── Records provided ──
PR #11792, opened 2022-09-15
feat: Add test for order on multiple attributes [DHIS2-13648]

enricocolasante:
Add test for order on multiple attributes. Check that if the first order attribute is equal then the order is based on the second one

### DIFF
--- a/dhis-2/dhis-test-integration/src/test/java/org/hisp/dhis/tracker/EventExporterTest.java
+++ b/dhis-2/dhis-test-integration/src/test/java/org/hisp/dhis/tracker/EventExporterTest.java
@@ -670,6 +670,40 @@ class EventExporterTest extends TrackerTest
     }
 
     @Test
+    void testOrderEventsOnMultipleAttributesDesc()
+    {
+        EventSearchParams params = new EventSearchParams();
+        params.setOrgUnit( orgUnit );
+
+        params.setFilterAttributes( List.of( queryItem( "toUpdate000" ), queryItem( "toDelete000" ) ) );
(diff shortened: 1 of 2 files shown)


dhis-2/dhis-test-integration/src/test/java/org/hisp/dhis/tracker/EventExporterTest.java
```diff
@@ -669,6 +669,40 @@ void testOrderEventsOnAttributeDesc()
...
+        params.setAttributeOrders( List.of( new OrderParam( "toDelete000", OrderParam.SortDirection.DESC ),
+            new OrderParam( "toUpdate000", OrderParam.SortDirection.DESC ) ) );
+
+        List<String> trackedEntities = eventService.getEvents( params ).getEvents().stream()
+            .map( Event::getTrackedEntityInstance )
+            .collect( Collectors.toList() );
+
+        assertEquals( List.of( "QS6w44flWAf", "dUE514NMOlo" ), trackedEntities );
+    }
+
```
lucaCambi77, line 688: if the order is no relevant, as @Ivo is suggesting we should do like https://github.com/dhis2/dhis2-core/pull/11736 and use assertContainsOnly ?

enricocolasante: The order is exactly what is tested here so I cannot use `assertContainsOnly`

teleivo (approved):

stian-sandvold (approved):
───
What you need to do |
Reproduce the lines from the one containing "feat: Add test" to the end of the entries, keeping both ends and adding nothing.

Problem solution |
feat: Add test for order on multiple attributes [DHIS2-13648]

enricocolasante:
Add test for order on multiple attributes. Check that if the first order attribute is equal then the order is based on the second one

### DIFF
--- a/dhis-2/dhis-test-integration/src/test/java/org/hisp/dhis/tracker/EventExporterTest.java
+++ b/dhis-2/dhis-test-integration/src/test/java/org/hisp/dhis/tracker/EventExporterTest.java
@@ -670,6 +670,40 @@ class EventExporterTest extends TrackerTest
     }
 
     @Test
+    void testOrderEventsOnMultipleAttributesDesc()
+    {
+        EventSearchParams params = new EventSearchParams();
+        params.setOrgUnit( orgUnit );
+
+        params.setFilterAttributes( List.of( queryItem( "toUpdate000" ), queryItem( "toDelete000" ) ) );
(diff shortened: 1 of 2 files shown)


dhis-2/dhis-test-integration/src/test/java/org/hisp/dhis/tracker/EventExporterTest.java
```diff
@@ -669,6 +669,40 @@ void testOrderEventsOnAttributeDesc()
...
+        params.setAttributeOrders( List.of( new OrderParam( "toDelete000", OrderParam.SortDirection.DESC ),
+            new OrderParam( "toUpdate000", OrderParam.SortDirection.DESC ) ) );
+
+        List<String> trackedEntities = eventService.getEvents( params ).getEvents().stream()
+            .map( Event::getTrackedEntityInstance )
+            .collect( Collectors.toList() );
+
+        assertEquals( List.of( "QS6w44flWAf", "dUE514NMOlo" ), trackedEntities );
+    }
+
```
lucaCambi77, line 688: if the order is no relevant, as @Ivo is suggesting we should do like https://github.com/dhis2/dhis2-core/pull/11736 and use assertContainsOnly ?

enricocolasante: The order is exactly what is tested here so I cannot use `assertContainsOnly`

teleivo (approved):

stian-sandvold (approved):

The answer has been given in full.